**TASK DESCRIPTION**
In the entries below, filter for the word "flight" and copy every matching line.

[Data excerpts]
───
PR #1335, opened 2026-07-27
fix(router): don't count regular queries toward max_long_lived_clients

Meemaw:
## Problem

`max_long_lived_clients` classifies a request as "long-lived" from the `Accept` header alone (`is_long_lived_request` in `long_lived_client_limit.rs`): any request whose `Accept` header can negotiate `text/event-stream` or `multipart/mixed` reserves a slot, and holds it until the response body is fully sent.

Popular GraphQL clients advertise streaming support on **every** operation — urql sends `Accept: application/graphql-response+json, application/json, text/event-stream, multipart/mixed` on plain queries and mutations. With such clients, every in-flight request counts toward the limit, so once concurrent requests exceed the limit (default `128` per process), regular queries are rejected with `503 "Too many long-lived clients"`.

This contradicts the config's own documentation:

> Regular non-streaming requests are not counted toward this limit.

and the router's own content negotiation, which resolves these requests to `ResponseMode::Dual` — "queries are single responses, subscriptions are streams" — and correctly answers them with a single `application/json` response.

We hit this in production: a urql-based web app with subscriptions enabled saw bursty `503`s on ordinary queries at peak traffic (hundreds of concurrent in-flight requests, while actual subscription clients numbered in the single digits). The rejections were also hard to diagnose because the middleware short-circuits before any tracing/metrics run, so they were invisible server-side.

## Fix

Split the accounting by *when* each kind of long-lived client becomes identifiable:

- **WebSocket connections** — unchanged: still reserved in the middleware at upgrade time, since the upgrade headers alone are proof of a long-lived client. The guard is still attached to the response body so the slot is held for the lifetime of the connection.
- **HTTP streaming (subscriptions over SSE/multipart)** — no longer classified from the `Accept` header. The pipeline reserves a slot in `graphql_request_handler` once the parsed operation is known to be a subscription — still **before** any planning/execution work, so over-limit subscriptions are rejected as cheaply as before, with the same `503` / `Retry-After: 5` / `"Too many long-lived clients"` response. The guard is threaded into the client-facing stream (`SharedRouterStreamResponse::into_response`) and released when that client's stream ends.

Regular queries and mutations never touch the counter, regardless of their `Accept` header.

Behavior notes:

- Dedupe joiners each reserve their own slot, preserving per-client counting (same as before).
- Subscriptions over WebSocket are not double-counted: the WS *connection* holds the one slot, matching the documented "WebSocket connections" semantics (same as before).
- The middleware is now only enabled when `websocket.enabled` is set (it only handles upgrades); the pipeline check covers the subscriptions side.
- Over-limit subscription rejections now happen inside the request span, so they produce a trace instead of being invisible to telemetry.
- Config docs updated to make the semantics explicit (`docs/README.md` regenerated).

## Testing

- New e2e test `max_long_lived_clients_ignores_regular_queries`: exhausts the limit with two real SSE subscriptions, then asserts a query sent with urql's exact `Accept` header still succeeds while a third subscription is still rejected with `503`.
- Existing `max_long_lived_clients_rejects_over_limit` passes unchanged (same rejection status, header, and body).
- Full `subscriptions` e2e module passes; `cargo clippy` clean. (`telemetry::logging::test_logging_of_subscriptions` is flaky when the module runs in parallel — fails identically on unmodified `main`, passes in isolation.)

## Possible follow-up (not in this PR)

There is still no metric counting these rejections. A counter (e.g. `router.long_lived_clients.rejected`) would make hitting the limit observable without log scraping — happy to add it in a follow-up if there's interest.


enisdenjo (approved):
great work, thanks for the contribution!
───
**THE COMPLETED TASK**
Popular GraphQL clients advertise streaming support on **every** operation — urql sends `Accept: application/graphql-response+json, application/json, text/event-stream, multipart/mixed` on plain queries and mutations. With such clients, every in-flight request counts toward the limit, so once concurrent requests exceed the limit (default `128` per process), regular queries are rejected with `503 "Too many long-lived clients"`.
We hit this in production: a urql-based web app with subscriptions enabled saw bursty `503`s on ordinary queries at peak traffic (hundreds of concurrent in-flight requests, while actual subscription clients numbered in the single digits). The rejections were also hard to diagnose because the middleware short-circuits before any tracing/metrics run, so they were invisible server-side.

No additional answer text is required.